Deadlocked Spector Jury Given A Wider Variety Of Verdict-Rendering Options
What we had presumed would take a matter of hours—the handing down of a guilty verdict upon Phil Spector, after an endless parade of witnesses took to the stand to testify about his gun-toting and woman-hating rock n' roll-pioneer ways—is now dragging into its second week, the jury still deadlocked 7-5. To muddle matters further, Judge Larry Paul Fidler has revoked a highly technical instruction that rendered the hung tribunal (and us) thoroughly confused. The defense is now asking him to clarify what it is he meant when he said that Spector didn't need to be holding the gun to be found guilty of murder:
As jurors returned to deliberations in Phil Spector's murder trial Monday, the record producer's defense filed a motion asking the judge to give the panel more guidance to clarify controversial new instructions he issued last week to help break a deadlock.
After the jury reported the 7-5 impasse last week, the judge withdrew a so-called pinpoint instruction that several jurors indicated was giving them trouble.
That instruction said that in order to convict Spector the jury had to find that "the defendant must have committed an act that caused the death of Lana Clarkson," and it specified the act was pointing a gun at her, which resulted in the gun entering her mouth while in Spector's hand.
The judge decided that the instruction misstated the law by unduly limiting possibilities that the jury could consider. He gave a new instruction that included examples of inferences the jury could draw from the evidence, including the possibility that Spector forced Clarkson to place the gun in her own mouth and it went off.

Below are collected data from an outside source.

PR #125, opened 2025-06-24
Relax pinnings on several dependencies, remove nvidia channel

bdice:
## Description
This relaxes some pinnings on numba-cuda, numba, and pandas to ensure that the latest nightly of cudf can be used. I also removed the `nvidia` channel as it is no longer needed.

This also fixes cuopt_cli test which was failing due to missing `pyenv`


bdice:
Good call @gforsyth, normally I catch myself on that but not this time!

rgsl888prabhu:
Thank you @bdice for the PR.

bdice:
Sorry. Then my advice about removing `nvidia` only applies to RAPIDS and not cuOpt... I'll revert those changes.

rgsl888prabhu:
@bdice I am working on fixing the error in tests, will push it to this PR and also revert changes to README

PR #132, opened 2025-06-25
Disable debug symbol in cuopt_cli

### LINKED ISSUE #94: [BUG] In cuopt_cli is broken in 25.08 due to audit wheel modifying some symbols
**Describe the bug**

NOTE: This happens only in case of wheel package.
cuopt_cli before audit wheel is not tripped and works fine, but after audit wheel, it segfaults as soon as it is run.

This requires additional work, so creating this issue as follow-up.

rgsl888prabhu:
## Description
cuopt_cli was failing due to unknown reason when it as being stripped wheel repair, so debug symbols was enabled  so it will not be stripped. But it seems there was an update to the patch which fixed this. 

## Issue
closes #94 

## Checklist

- Testing 
   - [ ] Added tests
   - [ ] NA
- Documentation
   - [ ] Added new documentation 
   - [x] NA


rgsl888prabhu:
> This PR and the linked issue don't describe the issue in much detail so it's hard for me to say much... but this is a good change anyway. Changing the CMake build type to `Debug` (https://cmake.org/cmake/help/v4.1/variable/CMAKE_BUILD_TYPE.html) if you needed debugging symbols is preferable to manually adding `-g` and changing the optimization level like this... that'll be portable to more compilers and influence other decisions CMake makes.
> 
> And I don't think we should be shipping packages with debug symbols to users anyway.
> 
> It may also not have been `auditwheel repair` that was stripping symbols. `scikit-build-core` does it by default: https://github.com/scikit-build/scikit-build-core/blob/a7d5bf423013100892321f3289123fa9afba1f15/README.md#L250-L251
> 
> You should also check if cutting this would allow for a stricter limit on binary size. For example, it looks like the `cuopt` wheels are around 40MiB compressed:
> 
> ```
> ----- package inspection summary -----
> file size
>   * compressed size: 39.743M
>   * uncompressed size: 97.652M
>   * compression space saving: 59.3%
> ```
> 
> ([build link](https://github.com/NVIDIA/cuopt/actions/runs/15880182269/job/44779538957?pr=132#step:12:451))
> 
> So you could probably reduce the upper limit on size from 100 MiB to something like 50, to help detect unexpected package size growth sooner:
> 
> https://github.com/NVIDIA/cuopt/blob/63fbb6b22c8949798fffe8cb34ace85ad203f2bb/python/cuopt/pyproject.toml#L122-L128

@jameslamb at the time of testing, it was segfaulting only after repair, I tested before that step and it was working. So for time being, enable debug symbol for cli to unblock. And when I tried to repro and fix as follow-up, it seemed like it got fixed. So added changes to remove it in this PR.

rgsl888prabhu:
Seems like issue still persists.

cpp/CMakeLists.txt
```diff
@@ -75,7 +75,7 @@ set(CUOPT_CXX_FLAGS "")
 set(CUOPT_CUDA_FLAGS "")
 
 if(CMAKE_COMPILER_IS_GNUCXX)
-  list(APPEND CUOPT_CXX_FLAGS -Werror -Wno-error=deprecated-declarations)
```
ramakrishnap-nv: Test comment

rk888prabhu: Test comment

cpp/CMakeLists.txt
```diff
@@ -307,7 +307,6 @@ endif()
 
 
 
-list(APPEND CUOPT_CXX_FLAGS -g -O0)
```
rk888prabhu, line 307: test comment

rg20, line 310: list(APPEND CUOPT_CXX_FLAGS -O0)

rgsl888prabhu:
Moving this PR to 25.10

rgsl888prabhu:
closing this for now, will reopen for 25.10

PR #145, opened 2025-06-26
Fix compile error when using `clang` with C++20.

legrosbuffle:
The extents type of the left hand side of those assignment are `extents<i_t, FJ_MOVE_SIZE, raft::dynamic_extent>`. But the extents type created on the right hand side by `raft::make_extents<i_t>((i_t)FJ_MOVE_SIZE, (i_t)fj.pb_ptr->n_variables))` are `extents<int, dynamic_extents, dynamic_extents>`.

The former is constructible from the latter, but the documentation specific that this conversion is *explicit*:

"This constructor is explicit if `((Extents != std::dynamic_extent && OtherExtents == std::dynamic_extent) || ...)` is true"

The above condition holds in our case: (`FJ_MOVE_SIZE != dynamic_extent && dynamic_extents == dynamic_extent)` for the first extent.

This ctor being explicit translates to the ctor of the mdspan being explicit, so in C++20, when the compiler enforces explicitness, we need to give it the exact extents type.


hlinsen (approved):
Thanks! lgtm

Rendering the possibility that Spector talked Clarkson to death sufficient cause to convict should jostle the stalemated tribunal, who have since requested a VCR to examine unspecified evidence—possibly his limo driver's taped testimony. Should that still not sway the stubborn jurists, Fidler can always attempt to further reinterpret other previous instructions, explaining, "Remember when I said the defendant's unsuccessful attempt at getting inside the victim's pants and his penchant for showing up to court in funny wigs should have no bearing on your decision? Scrap that. The law in fact states that all that stuff is more than enough to convict."